While not every student has left the school grounds, 96% of them have and the dormitories have gone quiet. Walking around the campus I don't find that I get to say hi very often as there is nobody left to say hi to save the teachers who are still living on campus and some of the staff who remain at their posts. But in all, there is not a lot of action right now.
Their exams ended on the 3rd of February and several found taxis to the main station the moment they were given permission to leave. Others took time to pack up their belongings and do some last minute cleaning of their halls and rooms before heading home on Saturday. Our computer lab had zero students inside last night; nobody studying for their Cape Coast exam, not a soul checking Facebook to see what their friends had posted on their Walls. Very quiet.
That isn't to say that it is quiet at my house or that I have resigned myself to sleeping all hours of the day. Not in the least.
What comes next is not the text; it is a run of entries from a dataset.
PR #849, opened 2021-06-17
test: Test uploads when using Spring Security

Artur-:


Legioth:
Shouldn't we instead change it so that `requestUtil::isFrameworkInternalRequest` also detects upload requests, rather than doing something specific to Spring Security?

Artur-:
Maybe it could be considered an "internal request that is needed for the application to work"

Artur-:
Depends on https://github.com/vaadin/flow/pull/11278 then

pleku (approved):

pleku:
Will rerun the build once the flow snapshot build has finished.

PR #873, opened 2021-08-11
Launch a browser automatically when starting an app in development mode

### LINKED ISSUE #786: Integrate LaunchUtil from a-vaadin-helper
The LaunchUtil helper in https://github.com/Artur-/a-vaadin-helper/blob/master/src/main/java/org/vaadin/artur/helpers/LaunchUtil.java is used in all new projects from start.vaadin.com to launch a browser instance when the application has started. It should be integrated into this project

Artur-:
## Description

Integrates the launch util from https://github.com/Artur-/a-vaadin-helper/blob/master/src/main/java/org/vaadin/artur/helpers/LaunchUtil.java

Fixes #786

## Type of change

- [ ] Bugfix
- [X] Feature

## Checklist

- [X] I have read the contribution guide: https://vaadin.com/docs/latest/guide/contributing/overview/
- [X] I have added a description following the guideline.
- [X] The issue is created in the corresponding repository and I have referenced it.
- [ ] I have added tests to ensure my change is effective and works as intended.
- [X] New and existing tests are passing locally with my change.
- [X] I have performed self-review and corrected misspellings.

- [] Enhancement / new feature was discussed in a corresponding GitHub issue and Acceptance Criteria were created.


Artur-:
Ideas on how to auto test this? If you run in headless mode as the build does, you cannot open a browser

vaadin-spring/src/main/java/com/vaadin/flow/spring/LaunchUtil.java
```diff
@@ -0,0 +1,137 @@
...
+    public static void launchBrowserInDevelopmentMode(
+            ConfigurableApplicationContext app) {
+        if (isLaunched()) {
+            // Only launch browser on startup, not on reload
+            return;
+        }
+        if (!LaunchUtil.isProductionMode(app)) {
+            String location = "http://localhost:"
+                    + app.getEnvironment().getProperty("local.server.port")
+                    + "/";
```
knoobie, line 51: Should this open always on "/" or would it be better to add the context path as well? ServletContext should be available

Artur-: Good catch. This was never supported by the helper library but now it supports both context path and Vaadin mapping

pleku (changes requested):
My biggest issue is with the fact that I don't understand _why_ we would want to include this to the `vaadin-spring` artifact. I don't think this has anything to do with the integration of the two or building applications with Vaadin & Spring.

In my opinion this should be in some _yet another_ module related to vaadin-spring development time, if not so that is could be in `vaadin-dev-server` so that it only works when spring is detected to be used (optional dependencies).
EDIT: since it depends on spring. it would probably have to be in this project so that it is built against the same version. 

And additionally I am also concerned for the fact that we don't really even want to maintain this as a part of our codebase, as we have enough on our plate anyway.

Artur-:
Doesn't sound fruitful to add something like `vaadin-spring-dev` just for this. If there are more dev time features, then it could make sense. As you noted, `vaadin-dev-server` won't work unless we are fine to add a spring dependency there

kolle1986:
I'm using latest version of a-vaadin-helper 1.7.2 but it still doesn't use server.servlet.context-path for path url in launchBrowserInDevelopmentMode. always launcing empty url (just localhost:8080)

pleku:
> Doesn't sound fruitful to add something like vaadin-spring-dev just for this. If there are more dev time features, then it could make sense. As you noted, vaadin-dev-server won't work unless we are fine to add a spring dependency there

@Artur- is there even anything Spring specific in launching the browser ? Looking at the imports, I don't think so.
```java
import org.springframework.context.ConfigurableApplicationContext;
import org.springframework.web.context.support.GenericWebApplicationContext;
```

So why not just move everything related to launching the browser with certain address to the vaadin-dev-server and keep here the logic that digs out what address to open ?

Artur-:
It can for sure be split into two parts: opening a given URL and triggering opening when starting a Spring Boot app. I'll have a look

Artur-:
@mstahv raised another question whether the Spring Boot part should wrap the `run` call like it does right now or if we should move it to a listener so it doesn't show up in the users Application code. What do you think?

pleku:
> @mstahv raised another question whether the Spring Boot part should wrap the `run` call like it does right now or if we should move it to a listener so it doesn't show up in the users Application code. What do you think?

If it doesn't show up in Application code where the call can easily just be removed when someone doesn't like it, then I would think that it should be possible to toggle it off with some configuration. Surplus would be to have it as a visible setting in the "devmodegizmo" but that is not important.

mstahv:
I think also having extra line for the tool after the typical `SpringApplication.run(DemoApplication.class, args);`  call to open the browser would be better than the current solution that makes Vaadin application look like a non-standard Spring Boot application.

Removal of the feature must be easy, I know that the feature is controversial, not everybody likes it.

knoobie:
Personally view from outside: I always remove it, because it is in "my" application code and I have to trust it, that it works as expected and doesn't interfere with my production environment. That's why I exclude fusion and vaadin-dev-server in production builds as well. Adding it inside gizmo / vaadin-dev-server sounds like the better option in the long run.

vaadin-spring/src/main/java/com/vaadin/flow/spring/DevModeBrowserLauncher.java
```diff
@@ -0,0 +1,130 @@
...
+        if (!DevModeBrowserLauncher.isProductionMode(webAppContext)) {
+            String location = getUrl(webAppContext);
+            String outputOnFailure = "Application started at " + location;
+            try {
+                BrowserLauncher.launch(location, outputOnFailure);
+                setLaunched();
+            } catch (Exception | NoClassDefFoundError e) { // NOSONAR
+                // NoClassDefFoundError happens if vaadin-dev-server is not on
+                // the classpath
+                getLogger().info(outputOnFailure);
```
mshabarov, line 77: 1. If `vaadin-dev-server` is not on the classpath, then at least `NoClassDefFoundError` should be logged, or even better be thrown telling to the developer that it's a mistake and this dependency should be added.
2. IMO `Exception` doesn't need to be caught here, otherwise it wouldn't be clear what happened with the application, but instead only  `Application started at ...` would be shown, which gives no idea what was the original error and how to fix it.

vaadin-spring/src/main/resources/META-INF/spring.factories
```diff
@@ -1 +1,2 @@
 org.springframework.boot.autoconfigure.EnableAutoConfiguration=com.vaadin.flow.spring.SpringBootAutoConfiguration,com.vaadin.flow.spring.SpringSecurityAutoConfiguration,com.vaadin.flow.spring.VaadinScopesConfig
+org.springframework.boot.SpringApplicationRunListener=com.vaadin.flow.spring.DevModeBrowserLauncher
```
mshabarov, line 2:
```suggestion
org.springframework.boot.SpringApplicationRunListener=com.vaadin.flow.spring.DevModeBrowserLauncher

```

vaadin-spring/src/test/java/com/vaadin/flow/spring/DevModeBrowserLauncherNoPropertiesTest.java
```diff
@@ -0,0 +1,30 @@
...
+        SpringBootAutoConfiguration.class,
+        SpringSecurityAutoConfiguration.class })
+@TestPropertySource(properties = { "server.port = 1244" })
+public class DevModeBrowserLauncherNoPropertiesTest {
+
+    @Autowired
+    protected GenericWebApplicationContext app;
+
+    @Test
+    public void foo() {
```
mshabarov, line 25:
```suggestion
    public void getUrl_noProperties_givesUrlWithNoContextPathAndUrlMapping() {
```

vaadin-spring/src/test/java/com/vaadin/flow/spring/DevModeBrowserLauncherServletMappingTest.java
```diff
@@ -0,0 +1,18 @@
...
+
+import org.junit.Assert;
+import org.junit.jupiter.api.Test;
+import org.springframework.mock.web.MockServletContext;
+
+public class DevModeBrowserLauncherServletMappingTest
+        extends DevModeBrowserLauncherNoPropertiesTest {
+
+    @Test
+    public void foo() {
```
mshabarov, line 11:
```suggestion
    public void getUrl_withContextPath_givesUrlWithContextPathAndNoUrlMapping() {
```

vaadin-spring/src/test/java/com/vaadin/flow/spring/DevModeBrowserLauncherVaadinAndServletMappingTest.java
```diff
@@ -0,0 +1,20 @@
...
+import org.junit.jupiter.api.Test;
+import org.springframework.mock.web.MockServletContext;
+import org.springframework.test.context.TestPropertySource;
+
+@TestPropertySource(properties = { "vaadin.urlMapping=/ui/*" })
+public class DevModeBrowserLauncherVaadinAndServletMappingTest
+        extends DevModeBrowserLauncherNoPropertiesTest {
+
+    @Test
+    public void foo() {
```
mshabarov, line 13:
```suggestion
    public void getUrl_withContextPathAndUrlMapping_givesUrlWithContextPathAndUrlMapping() {
```

vaadin-spring/src/test/java/com/vaadin/flow/spring/DevModeBrowserLauncherVaadinMappingTest.java
```diff
@@ -0,0 +1,17 @@
...
+import org.junit.Assert;
+import org.junit.jupiter.api.Test;
+import org.springframework.test.context.TestPropertySource;
+
+@TestPropertySource(properties = { "vaadin.urlMapping=/ui/*" })
+public class DevModeBrowserLauncherVaadinMappingTest
+        extends DevModeBrowserLauncherNoPropertiesTest {
+
+    @Test
+    public void foo() {
```
mshabarov, line 12:
```suggestion
    public void getUrl_withUrlMapping_givesUrlWithUrlMappingAndNoContextPath() {
```

mshabarov (changes requested):
Nice graceful solution with `SpringApplicationRunListener`!
One comment about exception handling, but otherwise looks good.

What do you think, is it fine to include this feature in v22 (spring add-on is already in beta, sorry for such a long review)?

vaadin-spring/src/main/java/com/vaadin/flow/spring/DevModeBrowserLauncher.java
Artur-: The idea with catching all exceptions is not to bother the user if a browser window couldn't be opened automatically. It is not really a problem with the project and if it doesn't work, you do not want a long exception logged every time you start the server.

Artur-: I also have a feeling that somebody has decided that you should be able to run in development mode without vaadin-dev-server but I do not know why. Am I just wrong @pleku and we should log `NoClassDefFoundError`? (I hope I am)

Artur-:
>What do you think, is it fine to include this feature in v22 (spring add-on is already in beta, sorry for such a long review)?

I think it is quite low risk with the catch all exception handling. We need to update Start, migration instructions and maybe some other places though to avoid double window opening

vaadin-spring/src/main/java/com/vaadin/flow/spring/DevModeBrowserLauncher.java
mshabarov: > The idea with catching all exceptions is not to bother the user if a browser window couldn't be opened automatically. It is not really a problem with the project and if it doesn't work, you do not want a long exception logged every time you start the server.

Okay, I see. So if some exception is thrown and launching the browser fails, then this message is logged giving the URL to developer to click on to open the browser manually. Sounds reasonable.

pleku: It has been possible since v10 to run in not-production-mode but use the production built bundle. It was even requested at some point. Probably not used 99 % of the time but I don't know why we would prevent it now if it is not a significant effort to keep it possible.

mshabarov (approved):

PR #895, opened 2021-09-01
test: lock mobx to 6.3.3

Artur-:
Reverts vaadin/spring#892

Why would we want to stay on an old version?


haijian-vaadin:
> Reverts #892
> 
> Why would we want to stay on an old version?

Well, it could happen that someday a newer version will break the test in some other way, and CI is suddenly red without code changes. That's why Flow is using locked versions.

The tests here are intended for testing security feature, not testing integration with latest mobx?

Artur-:
Sure but it would make sense to keep using one mobx version across everything. Start projects should be updated to 6.3.3 anyway. So maybe we lock 6.3.3 for now instead?

haijian-vaadin (approved):

PR #896, opened 2021-09-01
test: lock fusion test deps without package.json

haijian-vaadin:
- Add component dependencies for fusion tests via `pom.xml` instead `package.json`
- Remove the `package.json` and `pnpm-lock.yam` files from fusion test modules.
- Lock `mobx` to a newer version: 6.3.3


vaadin-spring-tests/pom.xml
```diff
@@ -137,7 +137,51 @@
                 <artifactId>vaadin-text-field-testbench</artifactId>
                 <version>${vaadin.version}</version>
             </dependency>
-
+            <dependency>
+                <groupId>com.vaadin</groupId>
+                <artifactId>vaadin-radio-button-flow</artifactId>
+                <version>${vaadin.version}</version>
```
caalador, line 143: The version should not be added as they should come from the managedDependencies in the parent test module.
Anything missing should be added there as managed.

caalador (changes requested):

vaadin-spring-tests/pom.xml
haijian-vaadin: hmm, isn't it what I am doing in this PR? I mean this is the parent test module, I'm just adding the components as managed dependencies here. 

The dependencies are added in the fusion module in the `pom.xml` file in the `test-spring-security-fusion` module

caalador: True. The test module naming confuses. sorry.

caalador (approved):

PR #903, opened 2021-09-17
test: use @vaadin/fusion-frontend for fusion imports

haijian-vaadin:
Use `@vaadin/fusion-frontend` for fusion imports.

### DIFF
--- a/vaadin-spring-tests/test-spring-security-fusion/src/test/java/com/vaadin/flow/spring/fusionform/FusionFormIT.java
+++ b/vaadin-spring-tests/test-spring-security-fusion/src/test/java/com/vaadin/flow/spring/fusionform/FusionFormIT.java
@@ -7,6 +7,7 @@ import com.vaadin.flow.testutil.ChromeBrowserTest;
 
 import org.junit.After;
 import org.junit.Assert;
+import org.junit.Ignore;
 import org.junit.Test;
 
 public class FusionFormIT extends ChromeBrowserTest {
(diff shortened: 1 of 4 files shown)


vaadin-spring-tests/test-spring-security-fusion/src/test/java/com/vaadin/flow/spring/fusionform/FusionFormIT.java
```diff
@@ -66,6 +67,7 @@ public void save_backend_loaded_empty_values_for_required_fields_no_runtime_erro
     }
 
     @Test
+    @Ignore
     // https://github.com/vaadin/fusion/issues/13
     public void no_validation_error_when_clearing_number_field() {
```
caalador, line 72: Why would this fail if only the package has been renamed?

caalador (changes requested):

vaadin-spring-tests/test-spring-security-fusion/src/test/java/com/vaadin/flow/spring/fusionform/FusionFormIT.java
haijian-vaadin: It's due to a missing mix in the new fusion package. I will port the fix, make a release of fusion-frontend, update flow to use the new version, and make another or in spring to reenable it. It will take a while, so thought let's make the Spring green first.

caalador: I'm ok with that if there is a ticket about enabling the test so it's not forgotten.

haijian-vaadin: fair enough, made a ticket https://github.com/vaadin/spring/issues/904.

caalador (approved):

PR #935, opened 2021-11-17
Make vaadin.blacklisted-packages specifiable with packages

tarekoraby:
Unlike `vaadin.whitelisted-packages` which can be specified with both '.' and '/', `vaadin.blacklisted-packages` only works with '/'. 
This is suboptimal, as rightly noted in this [issue](https://github.com/vaadin/starters/issues/34), because packages use . not /.

### DIFF
--- a/vaadin-spring/src/main/java/com/vaadin/flow/spring/VaadinServletContextInitializer.java
+++ b/vaadin-spring/src/main/java/com/vaadin/flow/spring/VaadinServletContextInitializer.java
@@ -558,7 +558,7 @@ public class VaadinServletContextInitializer
             neverScan = Collections.emptyList();
         } else {
             neverScan = Arrays.stream(neverScanProperty.split(","))
-                    .map(onlyFolder -> onlyFolder.replace('.', '/').trim())
+                    .map(pkg -> pkg.replace('.', '/').trim())
                     .collect(Collectors.toList());
         }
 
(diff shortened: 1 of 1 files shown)


vaadin-spring/src/main/java/com/vaadin/flow/spring/VaadinServletContextInitializer.java
```diff
@@ -558,7 +558,8 @@ public VaadinServletContextInitializer(ApplicationContext context) {
             neverScan = Collections.emptyList();
         } else {
             neverScan = Arrays.stream(neverScanProperty.split(","))
-                    .map(String::trim).collect(Collectors.toList());
+                    .map(onlyFolder -> onlyFolder.replace('.', '/').trim())
```
Artur-, line 561: `onlyFolder` - what does that refer to?

tarekoraby: To use the folder instead of package (to be symmetrical to how `onlyPackages` is used with `vaadin.whitelisted-packages`)

tarekoraby: Though I know realize that "only" refers to the inclusion criterion of whitelisted packages.

tarekoraby: Changed to `pkg `

Artur- (approved):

Yesterday the bungalow on campus where I live turned into the meeting house for the Camp GLOW (Girls Leading Our World) which takes place next week in Hohoe. I am hoping to have a little time to do an over-arching computer lesson for them provided they have the time. Should be fun as several volunteers have stated that they don't have computers to use in their studies of ICT.
During the camp I will be receiving a visitor from the U.S. near Valentine's day. My friend Joe is visiting and I hope to show him around a bit of my area and see what else he might want to take in while he is here. There are a lot of things to see around my area, but after three days, well, you need to find something else to do.
Just to be sure, it is still the dry season. It has not rained since late October or early November, so we are still dry on the ground. The humidity has increased slightly along with the residual heat at night making for more uncomfortable sleeping weather. I am just very thankful that the electricity has been on at night to power the ceiling fan. That is very beneficial.
Otherwise, my thoughts are continually turning to the end of the journey here in Peace Corps and a bit of reflection on what two years will have done to me. So far it has been a fun ride, but I do find myself wanting to get off the bus soon and parking myself back in America for a long while. Just over the horizon, about five months distance.